For twelve months, I worked on my first product almost every day.

    It was a tool meant to help people move more during desk work. I believed in it because I needed it myself. I refined the flows, improved the reminders, redesigned parts of the interface more times than I want to admit, and kept adding features that I thought would make it more complete.

    I worked on it early in the morning before my job and late at night after my family went to bed. From the outside, it probably looked like discipline. I was consistent. I was shipping. I was improving things constantly.

    But the truth is that I was building in silence.

    People signed up. Some told me it was a good idea. A few tried it briefly. But nobody was asking for specific improvements. Nobody was pushing me for features. Nobody was waiting for updates.

    And nobody paid.

    After twelve months, the revenue was €0.

    What hurt was not just the number. It was the realization that I had spent an entire year building based on my own assumptions. Every feature felt logical to me. I had reasons for all of it. The problem was that those reasons lived only in my head.

    I had a roadmap for that product, but it was my roadmap. It was basically a structured list of guesses.

    At some point, I had to admit that I did not have a feedback problem. I had a visibility problem. I had no real way of seeing what people actually cared about before I built it.

    That frustration led me to build something else.

    Not another feature for the first product, but a tool I personally needed: a way to make a roadmap public, to let users submit ideas, to let them upvote what mattered to them, and to create real signal before writing code.

    I built that after the twelve months of silence.

    Ironically, the second product took a fraction of the time. And it generated revenue.

    Not because I suddenly became better at marketing or more disciplined. I was already disciplined. The difference was that I stopped deciding alone.

    What surprised me most was how wrong I had been about priorities. Features I thought were essential barely received attention. Ideas I would have postponed quickly rose to the top when users could vote.

    That shift changed how I think about building.

    The first product failed financially, but it exposed the flaw in how I was making decisions. The second product exists because the first one forced me to confront that I was guessing in isolation.

    I am still trying to figure out how to consistently build with real pull instead of self-generated momentum.

    Curious how others realize they are building in silence before a year goes by.

    I spent 12 months building something no one paid for
    byu/d_uk3 inEntrepreneur



    Posted by d_uk3

    7 Comments

    1. No_Boysenberry_6827 on

      the 12 months of silence thing hits hard because I lived it

      built a product with 8M lines of code in 63 days. talked to 100+ potential customers. technically it was insane. but I couldn’t scale it because I had zero sales infrastructure. the product was ready – distribution wasn’t.

      the painful realization was that building and selling are completely different skill sets and most of us are only good at one. the founders who win aren’t the best builders. they’re the ones who figure out distribution before they finish building.

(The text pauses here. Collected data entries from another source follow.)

Issue #889, opened 2026-07-10
prepare-time restore: move the microVM snapshot restore off the warm-claim hot path (slices 2-3)


stubbi:
Tracks the remaining slices of `docs/superpowers/plans/2026-07-10-prepare-time-restore.md`.

## Why

A warm claim pays the whole microVM restore while a tenant waits. Measured on prod (`mitos-kvm-1`), one matched claim: husk activate 112.8 ms, of which `guest_ready` 40.6, `egress_filter` 29.6, `vmstate_restore` 22.9, `handshake` 17.2, `resume` 2.4. Everything except the handshake is work a pod could do while dormant. `guest_ready` is largely demand fault-in under the lazy UFFD restore, which is also why the first `run_code` costs ~105 ms against ~35 ms warm: the ipykernel is in the snapshot (`warmKernel: true`) but its pages are not resident.

Time to Interactive is ~310 ms P50 (~195 create + ~115 first exec). This is the single largest lever on both halves and the path to beating Daytona (136 ms) and Northflank (95.9 ms).

## Slices

1. **Tap at Prepare** (PR #883, open): split `applyEgressFilter` so a dormant pod brings its tap up under a default-deny policy and a claim pays only the atomic nft transaction. ~20 ms, and a prerequisite because Firecracker needs the tap to exist at restore time.
2. **Restore at Prepare**: move `setLiveCowMemSource` / `LoadSnapshot` / `PatchDrive` / `Resume` / guest-ready into `prepareInstance`, behind the same flag, with the guards in the plan (snapshot identity, fork children, atomic policy swap, dormant reseed, teardown, ~72 MiB/sandbox resident memory). Activate becomes policy + handshake + serve_api. Removes `vmstate_restore` + most of `guest_ready` from the claim, ~55 ms.
3. **Prefault the kernel**: run the inert warm cell at Prepare so the first tenant `run_code` does not fault the ipykernel pages in, ~70 ms off first exec.

Each slice ships with its own KVM gate in `firecracker-test` and a one-pod prod canary before pool recycle. Default OFF until measured.

## Related
- #883 (slice 1), #871 (the activate gap this closes most of), #761 (warm-husk live fork).

## Model Used
Claude Opus 4.8 (claude-opus-4-8).

PR #892, opened 2026-07-10
refactor(husk): restore and resume the guest while dormant, not while a tenant waits

stubbi:
**Stacked on #883** (slice 1, tap-at-prepare). Base is `perf/husk-prepare-egress-link`; I will retarget to `main` once #883 merges. Review #883 first.

## Thinking Path

> - Mitos claims a warm, dormant husk pod on `create`, and the tenant waits for the whole activate.
> - Measured on prod (`mitos-kvm-1`), one matched claim: husk activate 112.8 ms, of which the restore (`vmstate_restore` 22.9), the resume (2.4), and the guest-ready wait (40.6, largely demand fault-in under the lazy UFFD restore) are ~66 ms.
> - All of that is a function of the pod and its pool template, not of the claim. Only the fork-correctness handshake (fresh entropy, the clock step, the per-VM network re-addressing, the tenant secrets) and serving the sandbox API with the claim token actually need the claim.
> - Slice 1 (#883) already moved the tap up to Prepare, which is the prerequisite: Firecracker binds the baked NIC to the tap at snapshot load, so the tap must exist first.
> - This pull request moves the snapshot restore and the guest resume to Prepare too, so a claim pays only the handshake.
> - The benefit is the single largest lever on time-to-interactive: it removes ~66 ms from every warm claim AND makes the first `run_code` warm (the ipykernel pages are faulted in during dormancy, not on the tenants first call).

Slice 2 of #889 (prepare-time restore). Closes most of the gap tracked in #871.

## What Changed

- `Options.PrepareRestore` plus `--prepare-restore` (stub) and `--husk-prepare-restore` (controller), threaded through `HuskPodOptions`. All DEFAULT OFF.
- `prepareRestoreDefaultVM` runs `setLiveCowMemSource` / `LoadSnapshotWithOverrides` / `PatchDrive` / `Resume` / guest-ready for the DEFAULT VM after the tap is up, then CLOSES the ready conn (not held across dormancy, where it could go stale).
- `activateInstance` takes a fast path when `inst.preRestored`: skip restore/rebind/resume/guest-ready, re-dial the already-running guest (sub-ms), pay only the handshake.
- The handshake-and-serve tail is extracted into `activateHandshakeAndServe`, shared by both paths byte-for-byte.
- `docs/threat-model.md` records the dormant-resumed-guest surface; the plan marks slice 2 done.

### Fail-closed, the load-bearing part

- Prepare refuses to go dormant if any restore step fails, so the pool never offers a half-restored pod.
- Activate refuses a claim whose snapshot dir differs from the pre-restored one, with a named error: a resumed guest cannot be reloaded and must never be served against the wrong image.
- Only the DEFAULT VM is pre-restored. Co-located fork children (own snapshot, childUFFD backend, per-fork tap) and the pre-warm generic child are excluded, so the fork paths are unchanged.

## Verification

- [x] `go test -race ./internal/husk/ -count=1`
- [x] `go test ./internal/controller/ ./cmd/husk-stub/ -count=1`
- [x] `go build ./...`, `gofmt -l` clean, `golangci-lint run` clean for `GOOS=darwin` and `GOOS=linux`

New tests, each failing on the unfixed code (state machine is engine-independent, so the mock VMM exercises it): `TestPrepareRestoresAndResumesTheGuestWhileDormant` (load+resume happen at Prepare, neither at Activate), `TestPrepareRestoreIsOptIn` (default off is byte-for-byte activate-time), `TestActivateFailsClosedOnASnapshotMismatchAfterPrepareRestore`, `TestBuildHuskPodThreadsPrepareRestore`.

**NOT KVM-verified and NOT canaried.** The state machine is proven with the mock; the real restore/resume needs a `firecracker-test` gate and a one-pod prod canary before it may be called verified. That work is tracked in #889.

## Risks

`internal/husk` is a security-sensitive path per CLAUDE.md and **needs a named human reviewer**. This is the highest-risk change in the latency effort: it resumes a live guest during dormancy on the tenant-VM boot path.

      second time around I literally built the sales engine before the product was complete. revenue showed up in weeks instead of months. same builder, same work ethic – completely different outcome because the selling started day 1.

      the question that changed everything for me: “would anyone be upset if this didn’t exist tomorrow?” if the answer is no, you don’t have a product – you have a project.

      what are you building now? and more importantly – are people already asking for it?

    2. Budget-Scheme-4927 on

      Building in silence, is exactly it. You weren’t undisciplined, you were just solving a problem nobody confirmed they had! The part that gets me is most people don’t even question the idea itself. They just start building. The ones who spend time first understanding what’s actually broken in a space they know deeply, they seem to have a completely different experience!

    3. AffectionateRow3173 on

      Hey man! I’m really understand you !it’s very hard to believe that app you have developed no one need it. We all go through it. You need to change a your strategy – Validate an idea first before build it

    4. Minute-Line2712 on

      You have to verify things first before building. You build after observing real life situations and real life people interacting with things or products or whatever it is. When you know you know.

      If you don’t know… Then you should think how to verify this before building. It’s good to self support and self drive, but reasonably … Not every idea you have will truly be good unless you’ve seen it. Take a more scientific approach to it is all I can say

      And, learn to pivot as necessary quickly. Don’t spend so long building. Most things are not that complicated. Most services and products can be set up fairly easily in less than 3 months. By month 3 you need to be getting some movement.

      At the minimum a landing page with clear demonstrated interest by people, whether its views or signups or pre orders or some kind of MVP. That’s the more practical answer.

    5. Chupacabra1987 on

      Best advice in life is, always try to get feedback whatever you do. People will help you or you ask questions.